I put the eggs in the floating breeder with an air pump right beside it. The air pump will keep the water in the breeder moving. I also had a heater set to 82F. It usually take about 10 days for the eggs to become free swin frys.


----------



## user_error (Aug 15, 2010)

update - i have made a DIY egg tumbler from a spare UG filter i had, water flow seems to be enough to just make the eggs vibrate / wiggle a bit so hopefully that's sufficient... 

i'll see how that works, thanks for tips guys (and by the way, thanks again gavin for the suggestion to strip the moms)

now to see how long until the eggs begin to hatch... i guess if they die / turn not viable they will stop sinking to the bottom of the tumbler and start to float?


----------



## Mferko (Jun 8, 2010)

theyl turn white


----------



## user_error (Aug 15, 2010)

oh yes one more thing i forgot to post before

apparently if you stripped the eggs accidentally like i did, then put the eggs back in the breeder box with the female, she will pick the eggs back up, even if you've handled them some

good thing to know, i put two eggs back in her box so far and like a good mom she noticed right away and sucked them back up

it's actually really quite amazing how much they can store in there (8+ fry!)


----------



## clintgv (May 6, 2010)

Congrats! Make sure you don't overfeed them in the first week 
Their stomachs will be weaker then the grown ups


----------



## user_error (Aug 15, 2010)

i dont think they are eating yet maybe another day or two still have little bit of egg sack

they are in a breeder box with bigger fry i think i will take the bigger fry out tomorrow

some eggs turned white today already so the tumbler i made didn't work that well. i have since improved it quite a bit, the water flows nicely now. i have 1/2 in the breeder box 1/2 in the tumbler i will test to see which one produces more fry


----------



## user_error (Aug 15, 2010)

Alright a bit of an update after 5 days

It looks like I took the eggs from the mom much too soon, should have let her have them all back. They all got fungus except one I returned to mom, both the ones i put in the breeder box and the ones in my DIY egg tumbler (which I still think works very well).

So anyways I returned about 1/3 of the eggs to mom and checked her tonight she has 12 or more eggs with eyes on them in her mouth...










Sorry I know picture sucks.

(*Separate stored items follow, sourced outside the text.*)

PR #6412, opened 2024-05-18
hashsum: improve the blake2 --tag export

sylvestre:
will help with tests/cksum/b2sum.sh


cakebaker (approved):
Looks good. My only suggestion is to move the test function from the end of the file to where the other `b2sum` tests are.

sylvestre:
moved!

PR #6421, opened 2024-05-21
Cargo.toml: enable uucore's `mode` feature

cakebaker:
This PR fixes an "unresolved import `uucore::mode`" error when running tests with `cargo test --features="<util name>" --no-default-features`.


cakebaker:
Changes since last push:
* fixed formatting error

Issue #6342, opened 2024-05-04
tr: Should not allow special classes in set2


BenWiederhake:
```console
$ echo -en '1234' | tr -t "1234" "[:blank:]"
tr: when translating, the only character classes that may appear in
string2 are 'upper' and 'lower'
[$? = 1]
$ echo -en '1234' | cargo run tr -t "1234" "[:blank:]"
 	34
```

(Original issue: https://github.com/uutils/coreutils/issues/6133)

PR #6424, opened 2024-05-23
tr: disallow classes besides [:upper:]/[:lower:] in set2 when translating

cvonelm:
To simplify the checks for [:upper:] and  [:lower:], I have separated the character classes into a sub-enum.

Additionally, I have implemented the divergent tr behaviour from the issue into a testcase.

Fixes issue #6342


BenWiederhake:
What a straight-forward implementation! Awesome, thanks :)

Anyway I stripped the 12 she might have one or two more still in her mouth, I'll check tomorrow. Don't want to bruise the fish too much the first female didn't look too good for two days after I stripped her

So anyways I have doubled the filtration on the tank and put 1/2 the wigglers into the hob breeder box and the other 1/2 into a floating one with an air stone on one side to circulate the water. I will monitor closely and see how they do now that they are wiggling and jumping around a bit...

Wish me luck


----------



## thefishwife (Apr 21, 2010)

good luck! I stripped my female about 2 weeks ago and she spit out 14 of them, I few I lost when transfering them to a breeders net, but I believe I have 8 left and another female holding.

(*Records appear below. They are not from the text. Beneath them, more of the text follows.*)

Issue #6419, opened 2024-05-20
flaky CI macos: stat reports year 1677


BenWiederhake:
Our MacOS CI seems to have developed a new flaky test. At first glance it looks like invalid (uninitialized?) memory got interpreted as a (negative? constant?) datetime, excessively far in the past (year 1677).

```
failures:

---- test_stat::test_symlinks stdout ----
---- test_stat::test_symlinks stderr ----


failures:
    test_stat::test_symlinks

test result: FAILED. 0 passed; 1 failed; 0 ignored; 0 measured; 3276 filtered out; finished in 0.42s


--- TRY 3 STDERR:        coreutils::tests test_stat::test_symlinks ---
thread 'main' panicked at tests/by-util/test_stat.rs:160:46:
assertion failed: `(left == right)`

Diff < left / right > :
<644 -rw-r--r-- 8 512 16777232 1000010 81a4 regular file 0 wheel 1 190683 / /etc/localtime 4096 114 0 root 1970-01-01 00:00:00.000000000 +0000 -9223372036 2163-07-19 13:09:58.799152000 +0000 6107749798 2024-05-14 22:35:48.350259563 +0000 1715726148
>644 -rw-r--r-- 8 512 16777232 1000010 81a4 regular file 0 wheel 1 190683 / /etc/localtime 4096 114 0 root 1677-09-21 00:12:43.145224192 +0000 -9223372037 2163-07-19 13:09:58.799152000 +0000 6107749798 2024-05-14 22:35:48.350259563 +0000 1715726148
```

This seems to happen very often, at least these PRs: https://github.com/uutils/coreutils/pull/6390#issuecomment-2119011079 https://github.com/uutils/coreutils/pull/6418

cakebaker:
Closing this ticket as the issue no longer shows up.

PR #6425, opened 2024-05-23
fix: macos-latest is now arm64

thesayyn:
macos-latest is now an arm64 runner, it used to an amd64 runner but with https://github.blog/changelog/2024-01-30-github-actions-macos-14-sonoma-is-now-available/ macos-latest is no longer an am64 runner. 

This PR fixes this. By changing;

-> macos-14 to macos-latest
-> macos-latest to macos-13


BenWiederhake:
We seem to be a bit short of MacOS developers, so I'll use this opportunity shamelessly to ask you:

Could you also take a look at #6275 and #6419? These CI failures will probably happen here, too.

cakebaker:
@thesayyn: Thanks for your PR :)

I will wait the 3-4 weeks before stripping the new one as I find thats what works for me, that being said its the second time I have done it.


----------



## user_error (Aug 15, 2010)

not many following this thread but here's the latest probably las tupdate 

8 wigglers left, the hob breeder box is definitely the best way to house the wigglers. i will know for next time to strip mom only once she has fry that have decent sized eyes and are wiggling actively. i will stay away from the eggs i think mom can look after them better until the eyes form than any device i could put in place...


----------



## user_error (Aug 15, 2010)

So update after two weeks

Another holding female, caught her and waited til she had wigglers then stripped her. She fought me a lot and escaped a few times, I think once while babies were coming out she damaged some of them with her mouth because when all was said and done there were three that had no egg sacks attached... Were still alive but I had to put them down, felt bad but they didn't look to last very long anyway

Anyone know if this is common or signs that I should be concerned for the other fry at all? The other ones all seem healthy enough...


----------



## Smiladon (Apr 23, 2010)

My advice is to let nature take its course.

After about 2.5-3 weeks, you should transfer her to her own tank (I used a 10Gallon before) with some holey rocks. When the mom feels more "secure" she lets them out, if not the babies will eventually come out of her mouth one at a time. With the holey rocks, they can hide in them and avoid being captured by mom again.

It takes patience, but the end result is much better. Good luck on the future ones. I'm sorry for not seeing this thread earlier. I could have let you know about this before...


----------